19. The cancellation of the cover note was unilateral. There is nothing on record nor there is any communication to suggest that the appellant was made aware of the said cancellation before the accident had taken place. Though Exhibit 'D' suggests that the said cancellation took place on 25.11.2002, but the signatory to the said cancellation order was not produced as a witness. Further, the cancellation should be accompanied with the refund, if at all there had to be a valid cancellation. The refund should be strictly in terms of Section 64 VB(3) of the Insurance Act. It has already been held above that the refund was not in terms of Section 64 VB(3) of the Insurance Act, thus, in the eyes of law, there was no refund. When there is no refund of the premium amount, nor there was any communication of such cancellation to the insured, I hold that the cancellation of the cover note is not valid. Further, the Hon'ble Supreme Court in the case of Bachhittar Singh versus State of Punjab and Another reported in AIR 1963 SC 395 at paragraph 10 thereof has held as under: -
"10. ... Thus it is of the essence that the order has to be communicated to the person who would be affected by that order before the State and that person can be bound by that order. For, until the order is communicated to the person affected by it, it would be open to the Council of Ministers to consider the matter over and over again and, therefore, till its communication the order cannot be regarded as anything more than provisional in character.
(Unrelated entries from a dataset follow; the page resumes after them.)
PR #1569, opened 2025-04-01
Add observability

schneems:
Commits are structured in order

### DIFF
--- a/lib/heroku_build_report.rb
+++ b/lib/heroku_build_report.rb
@@ -1,0 +1,53 @@
+require 'yaml'
+require 'pathname'
+
+# Observability reporting for builds
+#
+# Example usage:
+#
+#   HerokuBuildReport::GLOBAL.capture(
+#     "ruby_version" => "3.4.2"
+#   )
+module HerokuBuildReport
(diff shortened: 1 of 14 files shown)


lib/heroku_build_report.rb
```diff
@@ -0,0 +1,53 @@
...
+
+# Observability reporting for builds
+#
+# Example usage:
+#
+#   HerokuBuildReport::GLOBAL.capture(
+#     "ruby_version" => "3.4.2"
+#   )
+module HerokuBuildReport
+  # Accumulates data in memory and writes it to the specified path in YAML format
```
edmorley, line 12: When I first read this comment I wondered what happened if the buildpack exited partway through (eg was the report lost since it's "in memory") - but I see that a write occurs as part of every `.capture()` call, so there will be no data loss (and no need for a final writer in a `rescue` somewhere). Is that something we can make clearer in this comment? :-)

edmorley (approved):
Thank you for adding this - exciting to see more languages start implementing `bin/report`! :-)

lib/heroku_build_report.rb
schneems: I added some extra docs

PR #1576, opened 2025-04-08
Add `.ruby-version` formats to observability metrics

schneems:
Rails 8 stopped generating `RUBY VERSION` in the Gemfile.lock and started generating a `.ruby-version` file. We will support this file in the future, but there is no spec for it.

This commit will observe the formats to help guide implementation decisions. It can also tell us how many people's `.ruby-version` files already align with their `Gemfile.lock` versions.

The logic is inside of the bundler wrapper class as this is the first class to read the ruby version from the Gemfile.lock via `$ bundle platform --ruby`.

### DIFF
--- a/lib/language_pack/helpers/bundler_wrapper.rb
+++ b/lib/language_pack/helpers/bundler_wrapper.rb
@@ -112,8 +112,14 @@ class LanguagePack::Helpers::BundlerWrapper
 
     contents = @gemfile_lock_path.read(mode: "rt")
     bundled_with = contents.match(BUNDLED_WITH_REGEX)
+    dot_ruby_version_file = @gemfile_lock_path.join("..").join(".ruby-version")
     @report.capture(
-      "bundler.bundled_with" => bundled_with&.[]("version") || "empty"
+      "bundler.bundled_with" => bundled_with&.[]("version") || "empty",
+      # We use this bundler class to detect the Requested ruby version from the Gemfile.lock
+      # Rails 8 stopped generating `RUBY VERSION` in the Gemfile.lock and started generating
+      # a `.ruby-version` file. This will observe the formats to help guide implementation
+      # decisions
+      "ruby.dot_ruby_version" => dot_ruby_version_file.exist? ? dot_ruby_version_file.read&.strip : nil
     )
     @version = self.class.detect_bundler_version(
       contents: contents,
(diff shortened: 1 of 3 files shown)


lib/language_pack/helpers/bundler_wrapper.rb
```diff
@@ -112,19 +112,25 @@ def initialize(options = {})
...
     bundled_with = contents.match(BUNDLED_WITH_REGEX)
+    dot_ruby_version_file = @gemfile_lock_path.join("..").join(".ruby-version")
     @report.capture(
-      "bundled_with" => bundled_with&.[]("version") || "empty"
+      "bundler.bundled_with" => bundled_with&.[]("version") || "empty",
+      # We use this bundler class to detect the Requested ruby version from the Gemfile.lock
+      # Rails 8 stopped generating `RUBY VERSION` in the Gemfile.lock and started generating
+      # a `.ruby-version` file. This will observe the formats to help guide implementation
+      # decisions
+      "ruby.dot_ruby_version" => dot_ruby_version_file.exist? ? dot_ruby_version_file.read&.strip : nil
```
edmorley, line 122: Will the current implementation correctly escape newlines and other special characters within the file when outputting the YAML document?

edmorley (approved):

lib/language_pack/helpers/bundler_wrapper.rb
schneems:
```
irb(main):007> yaml = {"key" => "value", "empty" => nil, "another key" => 2 }.to_yaml and puts yaml
---
key: value
empty:
another key: 2
```

edmorley: I mean if `.ruby-version` is multi-line and/or contains a mixture of say single and double quotes.

schneems: We are stripping the value so there won't be trailing whitespace.

```
irb(main):016> " yolo  ".strip
=> "yolo"
```

Here's how it handles trailing whitespace (as an FYI) as well as escaping single and double quotes:

```
irb(main):014> yaml = {"key" => "value\n\n\n\n", "single" => "'single", "double" => "\"double", "mixed" => "'mixed\"", "other" => 'item'}.to_yaml and puts yaml
---
key: |+
  value



single: "'single"
double: "\"double"
mixed: '''mixed"'
other: item
```

edmorley: > We are stripping the value so there won't be trailing whitespace.

Yeah, I was meaning more similar to users that do eg this for their `.python-version` file (the below is valid syntax supported by pyenv etc):

```
# some comment about why they chose this version

3.13
```

Thank you for checking the quotes etc  :-)

PR #1486, opened 2024-07-20
Use `--update=none` instead of `-n` for `copy` in `cache.rb`

JanNash:
Fixes #1485.

As per the man page (https://man7.org/linux/man-pages/man1/cp.1.html):

image

image

image

PR #1583, opened 2025-04-24
Use `--update=none` instead of `-n` for `copy` in `cache.rb`

schneems:
Run tests for https://github.com/heroku/heroku-buildpack-ruby/pull/1486

### DIFF
--- a/lib/language_pack/cache.rb
+++ b/lib/language_pack/cache.rb
@@ -58,7 +58,7 @@ class LanguagePack::Cache
     return unless @cache_base
 
     dest ||= path
-    copy (@cache_base + path), dest, '-a -n'
+    copy (@cache_base + path), dest, '-a --update=none'
   end
 
   # copy cache contents
--- a/CHANGELOG.md
+++ b/CHANGELOG.md
@@ -2,6 +2,7 @@
 
 ## [Unreleased]
 
+- Fix warning message about `cp -n` (https://github.com/heroku/heroku-buildpack-ruby/pull/1583)
 
 ## [v302] - 2025-04-16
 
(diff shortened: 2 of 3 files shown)


runesoerensen (approved):

lib/language_pack/cache.rb
```diff
@@ -58,7 +58,7 @@ def load_without_overwrite(path, dest=nil)
     return unless @cache_base
 
     dest ||= path
-    copy (@cache_base + path), dest, '-a -n'
+    copy (@cache_base + path), dest, '-a --update=none'
```
edmorley, line 61: @schneems Seen in a [support ticket](https://heroku.support/search?utf8=%E2%9C%93&q=%22cp%3A+option+%27--update%27%22), the Ruby build is failing for a Heroku-20 app, with:

```
remote: cp: option '--update' doesn't allow an argument
remote: Try 'cp --help' for more information.
```

It looks like the version of `cp` that's included with Ubuntu 20.04 and 22.04 only supports `--update` not `--update=...`:
https://manpages.ubuntu.com/manpages/focal/en/man1/cp.1.html
https://manpages.ubuntu.com/manpages/jammy/en/man1/cp.1.html

>        -u, --update
>               copy  only when the SOURCE file is newer than the destination file or when the destination file is
>               missing

Compare to the Ubuntu 24.04 man-page:
https://manpages.ubuntu.com/manpages/noble/en/man1/cp.1.html

>        --update[=UPDATE]
>               control which existing files are updated; UPDATE={all,none,older(default)}.  See below

It seems CI coverage is missing for at least this feature on older stacks?

PR #1585, opened 2025-04-28
Fix cache code on herouku-22

schneems:
Reference:

https://github.com/heroku/heroku-buildpack-ruby/pull/1583#pullrequestreview-2799517426

Internal ticket 1570694.

Ubuntu 22.04 does not support `--update=<value>` they only support `--update <value>`. Which would cause an error:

20. Thus, the cover note remained valid till the new policy was issued. In this case, admittedly a new policy was issued, which was valid from 20.12.2002, thus, the cover note of the policy, which the Insurance Company claims to have cancelled will remain valid till 20.12.2002 and thereafter the new policy will take effect, which is admittedly valid till 19.12.2003.
21. Since I have held that the cancellation was not valid and the cover note which was allegedly cancelled by the Insurance Company was in force, consequently, I hold that the vehicle was duly insured on the date of accident. Since the vehicle was duly insured on the date of accident, the liability is upon the Insurance Company to pay the amount of compensation.
22. In view of what has been held above, judgment and award dated 26th April, 2014 passed in MAC Case No.19 of 2003 is modified only to the extent that the amount of compensation should be paid by the Insurance
Company and not by the owner of the vehicle bearing registration number CG ZC 0239.
23. This appeal is, accordingly, allowed to the aforesaid extent. I.A. No. 543 of 2015 also stands disposed of.